Records drawn from a dataset
PR #10243, opened 2022-03-03
fix: deletes test_get_bounty() to keep a passing CI

gdixon:
##### Description

`test_get_bounty()` is testing that a standardBounty entry can be picked up from IPFS - because we don't control the version of the infura ipfs node and `ipfshttpclient` is unable to communicate with that node (version mismatch), we are going to drop this test to restore our passing CI.

##### Refers/Fixes

Refs: failing CI


nutrina (approved):
Looks good. Thanks man.

thelostone-mc (approved):

Issue #284, opened 2020-10-13
using FiniteDifferences v0.11 required relaxing a bunch of tests


oxinabox:
This is the commit
https://github.com/JuliaDiff/ChainRules.jl/pull/279/commits/9fc8c57055b7e3315b747ea648336fb5f75bdca8#diff-18f60c608d1cadf3013a4e16d696c43ea9f488fa49caa48cb6b582481025bc0fR57

It might be that FiniteDifferences v0.11 need ssome changes to improve accuracy,
or it might be that we should be using a different set of settings in ChainRulesTestUtils.jl by default for `fdm`

oxinabox:
yes, I am pretty sure it is for Complex valued inputs

oxinabox:
@wesselb  and I had a meeting on this. here are our notes:


## **Observations _i.e. what we are seeing_**


*   Tests that passed with FiniteDifferences v0.10 don’t with v0.11
*   _Mostly Complex ones_
*   _Mostly FastMath_
*   _Float32 behaves badly, but that might not have changed_
*   _Fails for x=2.6, but passes for x=2.5 and x=2.3_


## **Diagnosis _ i.e. the challenge_**


*   Step size change means we are crossing over discontinoualities
*   Could be similar but for ill-conditioned.


## **Actions _ i.e. what we are going to do_**


*   Check for crossing Discontinuality
    *   Would be explained as we changed the step-size. Possibly old size just happened to work for size we were looking at
    *   Move away from them. regardless of the change we don't really want to be clsoe to them in the first place
    *   Use forward_fdm where necessary
*   Produce small test cases that fail
    *   Make those unit test for FiniteDifferences
*   Double check 1e-40

PR #286, opened 2020-10-14
Swap to FiniteDIfferences v0.11: relax a bunch of constraints in tests

oxinabox:
This is cherry-picked out of #279  
It is the subject of #284 
hopefully if we get to the bottom of that we can revert most of this PR


oxinabox:
Actually can't do this without the rest of #279 as other changes came in at the same time that require the fixes there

◆ PROMPT
Pull every line with the string "bunch" from the data above.

◆ FINAL ANSWER
using FiniteDifferences v0.11 required relaxing a bunch of tests
Swap to FiniteDIfferences v0.11: relax a bunch of constraints in tests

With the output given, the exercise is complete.